═════ AVAILABLE RECORDS

PR #1293, opened 2016-09-20
Cache files with md5, add more detail for cache misses

ssalinas:
If the md5 of a file changes in s3 without the file name changing, we can run into some issues when we download and try to cache the file. A file with the same name already exists in the cache, but because the md5 does not match we download it again. Some fixes and extra info for clarify:

- [x] Include the reason we attempted to redownloaded an artifact in the exception that gets thrown
- [x] Store files in the cache with md5 when appropriate so same-named files don't overlap

### DIFF
--- a/SingularityBase/src/main/java/com/hubspot/deploy/Artifact.java
+++ b/SingularityBase/src/main/java/com/hubspot/deploy/Artifact.java
@@ -2,6 +2,7 @@ package com.hubspot.deploy;
 
 import java.util.Objects;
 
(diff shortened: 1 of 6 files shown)


ssalinas:
Update, added changes to store the file in the cache as `(md5)-(filename)` when the md5 is present on the `Artifact`. This way artifacts with the same name won't overlap in the cache. S3Downloader and the SingularityExecutor will be impacted by this change

PR #1295, opened 2016-09-20
Clean up tests + make travis build more reliable

ssalinas:
- Don't build swagger docs every time, we care mostly about tests
- fail fast (for now, may add the `fae` arg back later)

TODO:
- [x] Find test that is causing forks to time out on occasion (We were ignoring an InterruptedException in a while loop, causing it to hang forever)


ssalinas:
Noting here for reference:

The `finishNewTaskChecks()` method in `SingularitySchedulerTestBase` is what occasionally hangs. When running the test, we can get an `IllegalStateException` from the curator `TestingServer`, which causes the new task checker to trigger an abort and the executor service daemon thread to stop. Subsequent checks all get `RejectedExecutionException`s and since we check in a while loop for the futures to complete, we hang there forever.

Still looking into a fix, but that seems to be the mostly likely candidate for the issue, and is contained to the healthcheck-related tests currently

ssalinas:
Going to merge this to avoid merge conflicts as we write new tests

NOTE: Besides the small twaek to healthchecks methods, no test content or assertions were actually changed, just moved between files

PR #1299, opened 2016-09-22
Duplicate Code refactor

prabh27:
I found out two files which had a method that was 100%cloned. I refactored the clones by adding a new class, and putting the method in that class. Have a look at it.


prabh27:
Same code with 1 import removed.

PR #1300, opened 2016-09-22
abort if the status update thread has stopped running

ssalinas:
@tpetr the addition to the status update changes we were talking about
- Abort if there isn't a status update thread running since status updates are such a core piece of things
- Update the InterruptedException on adding to the queue to just keep going. Since we won't have acked the status update, it will just be sent again and we'll get it on the next go.


ssalinas:
merging this into `status-update-thread` branch now that both are in hs_qa

PR #1302, opened 2016-09-23
duplicate code refactoring

prabh27:
Duplicate code found in 2 classes. Refactored the code.


ssalinas:
Hey @prabh27 , thanks for the input here, but I think we are going to keep it as-is for the moment.

In our opinion it is easier to understand what is happening this way. The ZkDataMigration classes are for one-time changes in zookeeper (think database migrations). So, having one class per migration helps us completely separate what is happening and in what order (`migrationNumber`) without having to dig through other classes

PR #1304, opened 2016-09-27
More even distribution among racks

ssalinas:
This PR tackles 2 issues

1. When `# instances` mod `# racks` was not `0`, we could get very uneven placement (e.g. 3,3,1 for 7 instances on 3 racks. I've updated the `SlaveAndRackManager` to make sure we distribute these cases evenly. In this example, no rack would be allowed a third instance until the others all had at least 2.

2. When scaling down, we always clean up the highest instance numbers. But it is often the case that these are all on the same rack. I added code to the scheduler to (configurably) create extra cleanups when scaling down so that new tasks can be started which will fill in the correct racks based on the ones that have been left as active. While this does create a slight bit of extra churn, I think it is still an easier solution than trying to restrict racks based on instance number as new tasks are being started

/cc @tpetr @darcatron

### DIFF
--- a/SingularityService/src/main/java/com/hubspot/singularity/scheduler/SingularityScheduler.java
+++ b/SingularityService/src/main/java/com/hubspot/singularity/scheduler/SingularityScheduler.java
@@ -433,7 +433,7 @@ public class SingularityScheduler {
           }
         }
         if (extraCleanedTasks > 0) {
-          schedule(extraCleanedTasks, matchingTaskIds, request, state, deployStatistics, pendingRequest, maybePendingDeploy);
+          schedule(extraCleanedTasks, remainingActiveTasks, request, state, deployStatistics, pendingRequest, maybePendingDeploy);
         }
       }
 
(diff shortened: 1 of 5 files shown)


SingularityService/src/main/java/com/hubspot/singularity/scheduler/SingularityScheduler.java
```diff
@@ -419,18 +409,56 @@ private int scheduleTasks(SingularitySchedulerStateCache stateCache, Singularity
         Collections.sort(matchingTaskIds, Collections.reverseOrder(SingularityTaskId.INSTANCE_NO_COMPARATOR)); // clean the highest numbers
       }
 
+      List<SingularityTaskId> remainingActiveTasks = new ArrayList<>(matchingTaskIds);
       for (int i = 0; i < Math.abs(numMissingInstances); i++) {
         final SingularityTaskId toCleanup = matchingTaskIds.get(i);
-
+        remainingActiveTasks.remove(matchingTaskIds.get(i));
```
darcatron: `remainingActiveTasks.remove(toCleanup)`?

ssalinas: 👍 updated

PR #1306, opened 2016-09-27
Smarter Healthchecks

### LINKED ISSUE #1287: Singularity should support healthchecks on statically defined service ports
For some services we need to define the ports statically.  While we can do this with network=BRIDGE mode services with static portMappings, this is not possible with network=HOST mode services since the current healthchecks are based on ports defined in portMappings.  So for network=HOST services it would be nice to be able to specify one or more healthchecks that can include a statically defined port.

ssalinas:
This PR attempts to do a few things regarding our existing healthcheck setup
- Split out the configuration into its own object so we stop cluttering the SingularityDeploy
- Add the concept of a `startup` period (identified primarily by 'connection refused' responses vs actuall http responses)
  - Add a separate `startupDelay` (time before running any checks) and `startupInterval` (how often to check during this time)
  - Add a `startupTimeout` - time limit for app to actually respond to a check
- Make the `healthcheckTotalTimeoutSeconds` a calculated field based on the others present rather than an override
- Ability to specify a specific port number for a healthcheck (/fixes #1287)

Still TODO:
- [x] Add validation on `maxRetries` \* `intervalSeconds` (as a replacement for having a separate static max total timeout)
- [x] Finish wiring up `startupTimeout` in deploy and new task checkers
- [x] Smarter reactions based on status code
- [x] Tests specific to startup period and status codes
- [x] Clean up excess startup healthchecks since they provide no extra information
- [x] Ensure new task checks run at an appropritate interval
- [x] Update deploy form
- [x] Update healthcheck notifications and messages in UI
- [x] Fix healthcheck/deploy checker timeout race condition

/cc @tpetr @darcatron


SingularityService/src/main/java/com/hubspot/singularity/scheduler/SingularityHealthcheckAsyncHandler.java
```diff
@@ -54,13 +56,18 @@ public Response onCompleted(Response response) throws Exception {
...
+    saveResult(Optional.<Integer> absent(), Optional.<String> absent(), Optional.of(String.format("Healthcheck failed due to exception: %s", t.getMessage())), Optional.of(t));
   }
 
-  public void saveResult(Optional<Integer> statusCode, Optional<String> responseBody, Optional<String> errorMessage) {
+  public void saveResult(Optional<Integer> statusCode, Optional<String> responseBody, Optional<String> errorMessage, Optional<Throwable> throwable) {
+    boolean inStartup = false;
+    if (throwable.isPresent() && throwable.get() instanceof ConnectException) {
+      inStartup = true;
+    }
+
```
darcatron: `boolean inStartup = throwable.isPresent() && throwable.get() instanceof ConnectException`

SingularityBase/src/main/java/com/hubspot/singularity/SingularityDeployBuilder.java
```diff
@@ -40,16 +41,25 @@
...
+  @Deprecated
   private Optional<Integer> healthcheckPortIndex;
-  private Optional<Boolean> skipHealthchecksOnDeploy;
+  @Deprecated
   private Optional<HealthcheckProtocol> healthcheckProtocol;
-
+  @Deprecated
   private Optional<Integer> healthcheckMaxRetries;
+  @Deprecated
   private Optional<Long> healthcheckMaxTotalTimeoutSeconds;
```
darcatron: `@Deprecated use {@link healthcheck}`?

SingularityBase/src/main/java/com/hubspot/singularity/SingularityDeploy.java
```diff
@@ -49,16 +50,25 @@
...
+  @Deprecated
   private final Optional<Integer> healthcheckPortIndex;
-  private final Optional<Boolean> skipHealthchecksOnDeploy;
+  @Deprecated
   private final Optional<HealthcheckProtocol> healthcheckProtocol;
-
+  @Deprecated
   private final Optional<Integer> healthcheckMaxRetries;
+  @Deprecated
   private final Optional<Long> healthcheckMaxTotalTimeoutSeconds;
```
darcatron: `@Deprecated use {@link healthcheck}`?

ssalinas:
First frontend+backend draft of this is done now (save for the race condition fix). The setup of the new healthchecks looks like this:
screen shot 2016-10-20 at 12 23 21 pm

UI messages are also updated to reflect this. Some examples:

- Failed because the app never responded (never left the startup phase). This was with a 10s `startupDelay` and 15s `startupTimeout` set. Note that only a single healthcheck appreas in the table. This is because startup phase healthchecks are cleaned up after task checks run (except if it is the last healthcheck). This way we can check more often during the startup phase without cluttering healthchecks.
screen shot 2016-10-20 at 10 51 33 am
--------
screen shot 2016-10-20 at 10 51 41 am

- Failed due to a status code in the failureStatusCodes list
screen shot 2016-10-20 at 10 51 26 am
screen shot 2016-10-20 at 10 51 08 am

- Failed due to too many retries
screen shot 2016-10-20 at 10 55 51 am


Open to any feedback on the ui messages, overall setup, or additional features before we merge this into any branches

@tpetr @darcatron

ssalinas:
Since we recently did a release, going to merge this and I will address any bugs we find in future PRs. Been looking good in hs_stable though.

nyarly:
@ssalinas I don't understand this new behavior at all. Is the reasoning documented somewhere?

Specifically, from what I can tell, once we leave startup, it looks like we poll the healthcheck URL looking for failure until the HC timeout elapses. What's the reasoning behind that? i.e. after one successful healthcheck, why not transition to "started"?

stevenschlansker:
Hm, my understanding is that's exactly what happens -- any single successful check turns it to running state and no further checks will be performed.

nyarly:
I skimmed the code and it seemed to be what I was concerned by. In that case, why are there multiple polls then? Because I was pretty sure that a single failure status (as defined by a configuration) marks the service UNHEALTHY, which I assumes means Singularity kills the task.

ssalinas:
There's a few things to divide up here:
- In terms of the task state, we only start health checks once the task enters `TASK_RUNNING`. This just means the process is running not that it is healthy yet
- It is correct that we stop after a single successful check

In the old method of healthchecks there was just a total amount of time/number of checks as the constraint. Now, there is a constraint around startup (i.e. time until we stop getting connection refused responses) and constraint around the actual response (i.e. time until a 'successfull' status code is received)

ssalinas:
A single failure status does _not_ mark the task as unhealthy unless you set it to do so. Once it has received some sort of valid http response, you then have `maxRetries` attempts left for the app to return an successful check

PR #1307, opened 2016-09-27
Fix decom in SingularityClient

pranav:
@ssalinas 
unless there's a better way we want to do this? In chrome, when we hit decom, it sends `{}` as the request body, but when I use the client now, it sends over nothing and the API sends a 415 error


ssalinas:
@pranav closing in favor of #1308

PR #1308, opened 2016-09-28
Get the SingularityClient up to date

ssalinas:
Started with the slave/rack methods for @pranav . Will continue to go through the other endpoints and add them to this PR as well.

### DIFF
--- a/SingularityClient/src/main/java/com/hubspot/singularity/client/SingularityClient.java
+++ b/SingularityClient/src/main/java/com/hubspot/singularity/client/SingularityClient.java
@@ -757,10 +757,10 @@ public class SingularityClient {
 
   @Deprecated
   public void decomissionSlave(String slaveId) {
-    decomissionSlave(slaveId, Optional.<SingularityMachineChangeRequest>absent());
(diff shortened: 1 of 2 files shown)


SingularityClient/src/main/java/com/hubspot/singularity/client/SingularityClient.java
```diff
@@ -774,10 +755,27 @@ public void deleteDeadRack(String rackId) {
     return getSingle(requestUri, "slave", slaveId, SingularitySlave.class);
   }
 
+  @Deprecated
   public void decomissionSlave(String slaveId) {
+    decomissionSlave(slaveId, Optional.<SingularityMachineChangeRequest>absent());
+  }
+
+  public void decomissionSlave(String slaveId, Optional<SingularityMachineChangeRequest> machineChangeRequest) {
```
pranav: spelling `decommission`

ssalinas: updated the new methods, left the old deprecated ones spelled the same since they were already present in the client

PR #1642, opened 2017-11-02
Shade protobuf for SingularityClient/SingularityBase

ssalinas:
Systems running protobuf 2.5 were having issues since mesos 1.x pulls in protobuf 2.6.1

@stevegutz

### DIFF
--- a/SingularityBase/pom.xml
+++ b/SingularityBase/pom.xml
@@ -93,8 +93,8 @@
             </filters>
             <relocations>
               <relocation>
-                <pattern>com.google.protobuf</pattern>
-                <shadedPattern>com.hubspot.singularity.shaded.com.google.protobuf.twosixone</shadedPattern>
+                <pattern>org.apache.mesos</pattern>
+                <shadedPattern>com.hubspot.singularity.shaded.org.apache.mesos.oneonetwo</shadedPattern>
               </relocation>
             </relocations>
           </configuration>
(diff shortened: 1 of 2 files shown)


stevegutz:
Looks reasonable to me. For things like protobuf its also common to add the version to the package name, eg `com.hubspot.singularity.shaded.com.google.protobuf.twosixone` or whatever.

Is shading just the client is enough? It doesn't leak into models or anything?

ssalinas:
Good point, might need it in SingularityBase as well. I can add that

ssalinas:
Ended up being easier to shade mesos completely here

baconmania:
🚢

ssalinas:
There are a few more steps we need to take to solve the protos issues. This is a step in the right direction, so going to merge this and open an additional PR rather than continuing to work off this branch

SingularityBase/pom.xml
```diff
@@ -67,6 +67,57 @@
...
+                <artifact>com.google.guava:guava</artifact>
+                <excludes>
+                  <exclude>com/google/common/base/Optional.class</exclude>
+                </excludes>
+              </filter>
+            </filters>
+            <relocations>
+              <relocation>
+                <pattern>org.apache.mesos</pattern>
+                <shadedPattern>com.hubspot.singularity.shaded.org.apache.mesos.oneonetwo</shadedPattern>
```
stevegutz: I don't think think that this will solve your problem. The issue isn't using an unshaded mesos, it's that mesos is using an unshaded protobuf that conflicts with what we want. So you want to rewrite the protobuf classes inside mesos, not mesos itself.

PR #1643, opened 2017-11-03
0.18.0 release docs and mesos 1 upgrade docs

ssalinas:


ssalinas:
Added docs about the removal of the mesos dep from SingularityBase as well as basic docs on setting up webhook auth.

@baconmania can you give this a quick read for sanity at some point?

baconmania:
🚢

PR #1644, opened 2017-11-03
Run-now with additional artifacts.

baconmania:
/cc @ssalinas

### DIFF
--- a/SingularityBase/src/main/java/com/hubspot/singularity/api/SingularityRunNowRequest.java
+++ b/SingularityBase/src/main/java/com/hubspot/singularity/api/SingularityRunNowRequest.java
@@ -6,6 +6,7 @@ import com.fasterxml.jackson.annotation.JsonCreator;
 import com.fasterxml.jackson.annotation.JsonProperty;
 import com.google.common.base.Optional;
 import com.hubspot.mesos.Resources;
+import com.hubspot.mesos.SingularityMesosArtifact;
 import com.wordnik.swagger.annotations.ApiModelProperty;
 
 public class SingularityRunNowRequest {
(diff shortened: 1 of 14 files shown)


SingularityBase/src/main/java/com/hubspot/singularity/api/SingularityRunNowRequest.java
```diff
@@ -67,6 +82,11 @@ public SingularityRunNowRequest(@JsonProperty("message") Optional<String> messag
     return resources;
   }
 
+  @ApiModelProperty(required=false, value="Additional artifacts to download for this run")
+  public Optional<List<SingularityMesosArtifact>> getExtraArtifacts() {
```
ssalinas: Instead of passing Optional lists around, let’s just default it to an empty list if the constructor arg is null. Same for the other objects that use this. Will save a lot of isPresent being throw around

SingularityService/src/main/java/com/hubspot/singularity/mesos/SingularityMesosTaskBuilder.java
```diff
@@ -449,7 +449,10 @@ private void prepareCommand(final TaskInfo.Builder bldr, final SingularityTaskId
       commandBldr.setShell(false);
     }
 
-    for (SingularityMesosArtifact artifact : task.getDeploy().getUris().or(Collections.<SingularityMesosArtifact> emptyList())) {
+    List<SingularityMesosArtifact> combinedArtifacts = task.getDeploy().getUris().or(Collections.<SingularityMesosArtifact> emptyList());
+    combinedArtifacts.addAll(task.getPendingTask().getExtraArtifacts().or(Collections.<SingularityMesosArtifact> emptyList()));
```
ssalinas: No longer need the <...> in Java 8

ssalinas:
This got folded into https://github.com/HubSpot/Singularity/pull/1650 , closing in favor of that one

PR #1645, opened 2017-11-03
Configurable taskbuilder disk allocation.

baconmania:
This is a stopgap until we make `disk` a first-class citizen in scoring our offer scoring computations.

/cc @ssalinas

### DIFF
--- a/SingularityService/src/main/java/com/hubspot/singularity/config/MesosConfiguration.java
+++ b/SingularityService/src/main/java/com/hubspot/singularity/config/MesosConfiguration.java
@@ -22,6 +22,10 @@ public class MesosConfiguration {
   private int defaultMemory = 64;
 
   private int defaultDisk = 0;
+  // ^ This refers to SingularityDeploy-scoped resources.
+
+  // v This refers to Mesos TaskInfo-scoped resources. Changing this doesn't require a redeploy of the world.
+  private int mesosTaskBuilderDiskAllocationMb = 1;
 
   private boolean checkpoint = true;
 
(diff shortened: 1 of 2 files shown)


SingularityService/src/main/java/com/hubspot/singularity/mesos/SingularityMesosTaskBuilder.java
```diff
@@ -119,8 +119,9 @@ public SingularityTask buildTask(SingularityOfferHolder offerHolder, List<Resour
     } else if (MesosUtils.getDisk(offerHolder.getCurrentResources(), Optional.absent()) >= 1.0) {
```
ssalinas: Just realized, we should be passing the requiredRole here instead of an absent

SingularityService/src/main/java/com/hubspot/singularity/mesos/SingularityMesosTaskBuilder.java
```diff
@@ -119,8 +119,9 @@ public SingularityTask buildTask(SingularityOfferHolder offerHolder, List<Resour
...
       // If this offer contains 1MB of disk resources, claim it to enable disk usage reporting.
       // This is just a temporary hack to enable disk usage reporting where we can, not an actual way to match task disk requirements to offers.
```
ssalinas: Maybe update this just to mention simply that disk usage won’t be reported if the disk resource isn’t > 0?

SingularityService/src/main/java/com/hubspot/singularity/config/MesosConfiguration.java
```diff
@@ -22,6 +22,10 @@
   private int defaultMemory = 64;
 
   private int defaultDisk = 0;
+  // ^ This refers to SingularityDeploy-scoped resources.
+
+  // v This refers to Mesos TaskInfo-scoped resources. Changing this doesn't require a redeploy of the world.
+  private int mesosTaskBuilderDiskAllocationMb = 1;
```
ssalinas: Trying to think of a clearer name for this, but nothing coming to mind at the moment

SingularityService/src/main/java/com/hubspot/singularity/mesos/SingularityMesosTaskBuilder.java
baconmania: Hmm, so if the task actually requests disk, we do pass along the requiredRole (in the `if()` just above this line). For this case, though, the task hasn't requested any disk resources, but we just claim some to enable disk reporting. In this case, we don't care if the role actually matches, do we?

ssalinas:
@baconmania is this PR still needed?

baconmania:
Nope, this was just a temporary way to instrument QA for disk reporting.

PR #1647, opened 2017-11-07
S3 folders

kwm4385:
Groups S3 files in the UI into folders based on the top level directory of their S3 key (`service`, `access`, `thread_dumps`, etc.).
kapture 2017-11-07 at 14 21 11

### DIFF
--- a/SingularityUI/app/components/taskDetail/TaskS3Logs.jsx
+++ b/SingularityUI/app/components/taskDetail/TaskS3Logs.jsx
@@ -12,7 +12,6 @@ class TaskS3Logs extends Component {
     this.state = {
       viewingGroup: null
     };
-    this.getFileType = this.getFileType.bind(this);
   }
 
   getFileType(s3File) {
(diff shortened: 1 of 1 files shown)


SingularityUI/app/components/taskDetail/TaskS3Logs.jsx
```diff
@@ -1,67 +1,118 @@
...
-          cellData={(s3File) => (
-            <a href={s3File.downloadUrl} target="_blank" title="Download">
-              <Glyphicon glyph="download-alt" />
+class TaskS3Logs extends Component {
+  constructor(props) {
+    super(props);
+    this.state = {
+      viewingGroup: null
+    };
+    this.getFileType = this.getFileType.bind(this);
```
andyhuang91: This doesn't need a bind since it never uses this. Sometimes I'll try to separate out pure functions / utility methods from class methods in my JS code.

kwm4385:
Talked to @andyhuang91 irl, this should be ready to ship @ssalinas

ssalinas:
🚢

PR #1649, opened 2017-11-13
Don't error when ArtifactManager copies duplicate files

pschoenfelder:


SingularityS3Base/src/main/java/com/hubspot/singularity/s3/base/ArtifactManager.java
```diff
@@ -200,10 +201,16 @@ private void downloadUri(String uri, Path path) {
...
 
+    Path destinationPath = destination.resolve(destinationFilename);
     try {
       Files.createDirectories(destination);
-      Files.copy(source, destination.resolve(destinationFilename));
-    } catch (IOException e) {
+      Files.copy(source, destinationPath);
+    } catch (FileAlreadyExistsException e) {
+      if (!calculateMd5sum(source).equals(calculateMd5sum(destinationPath))) {
+        Throwables.propagate(e);
```
szabowexler: Note that `Throwables#propagate` is deprecated (see https://github.com/google/guava/wiki/Why-we-deprecated-Throwables.propagate)

ssalinas: Yeah, we have an open TODO to replace a number of guava things like propagate/Optional in Singularity. If we replace propagate usage @pschoenfelder can we do it throughout the whole class at least? Would be good to start cleaning these up as we go along

ssalinas:
🚢

PR #1651, opened 2017-11-15
Option to provide credentials supplier in client

ssalinas:
With the new webhook auth, it is more likely that a long running system would have to re-authenticate, or provide a means of grabbing an auth token to send. This adds changes to the `SingulairtyClient` to optionally provide a `Supplier<SingularityClientCredentials>`. By default, if the supplier is present, the function will be called on the first request made by the client in order to grab credentials. And, if an unauthorized response is later received the client will try to re-authenticate as part of its retry strategy. This should be useful for longer running systems where a session may expire after some time


ssalinas:
Not needed after all for now. Closing but I'll keep the branch

PR #1654, opened 2017-11-17
Ability to specify quick links for requests

ssalinas:
This adds a way that we can set custom links to other places in the infrastructure from the request detail page. The links can be templated using formats like: `http://example.com?person={{request.owners.0}}`. The links can be specified per request type as well. I also put a top level key of "request" in the config in case we later decide to add some for tasks or something else more specific.

Links, if present, will appear in a small dropdown button in the request action buttons section:

screen shot 2017-11-17 at 7 44 22 am


ssalinas:
cc @kwm4385

SingularityUI/app/utils.es6
```diff
@@ -486,6 +487,32 @@ const Utils = {
...
+          if (value === undefined){
+            throw tokenPath[i] + "' not found in " + tag;
+          }
+          if (i === tokenPath.length - 1){
+            return value;
+          }
+        }
+      });
+    } catch (err) {
+      return undefined;
```
kwm4385: Is there a reason you're returning `undefined` rather than `null`?

ssalinas: no particular reason. Is there a preference/reasoning for one over the other?

kwm4385:
🚢

baconmania:
🚢

PR #426, opened 2018-02-13
Update email presentation

keithiopia:
These small changes bring the immediate and digest emails more into line 
with the examples we've got mocked up in Notify. 
Comes from: https://trello.com/c/aTBCNJTb/604-iterate-the-templated-content-sent-in-emails

### DIFF
--- a/spec/features/create_and_deliver_digests_spec.rb
+++ b/spec/features/create_and_deliver_digests_spec.rb
@@ -18,17 +18,17 @@ RSpec.describe "creating and delivering digests", type: :request do
 
       [Title one](http://www.dev.gov.uk/base-path)
 
-      Change note one: Description one
+      Description one
 
-      Updated at 10:00 am on 1 January 2017
+      10:00 am on 1 January 2017: Change note one
 
       ---
 
       [Title two](http://www.dev.gov.uk/base-path)
 
-      Change note two: Description two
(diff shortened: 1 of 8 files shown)


spec/features/create_and_deliver_digests_spec.rb
```diff
@@ -18,17 +18,17 @@ def first_expected_daily_email_body(subscription_one, subscription_two)
...
 
       ---
 
       [Title two](http://www.dev.gov.uk/base-path)
 
-      Change note two: Description two
+      Description two
 
-      Updated at 09:00 am on 1 January 2017
+       9:00am, 1 January 2017: Change note two
```
thomasleese: I suspect it doesn't matter when the email gets rendered, but should we strip the date output to avoid this leading space?

keithiopia: Stupid Ruby. Why would it replace a digit with a space?? If it doesn't render in the email then I guess it doesn't matter.

bevanloon: I'll leave this up to Keith. I'm not bothered either way.

bevanloon:
@thomasleese I've tidied up the commits a little - would you mind casting your eye over it again when you get a moment please?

══════════

A complete answer reproduces every line of the records in which the word "quick" occurs.

@baconmania can you give this a quick read for sanity at some point?
Ability to specify quick links for requests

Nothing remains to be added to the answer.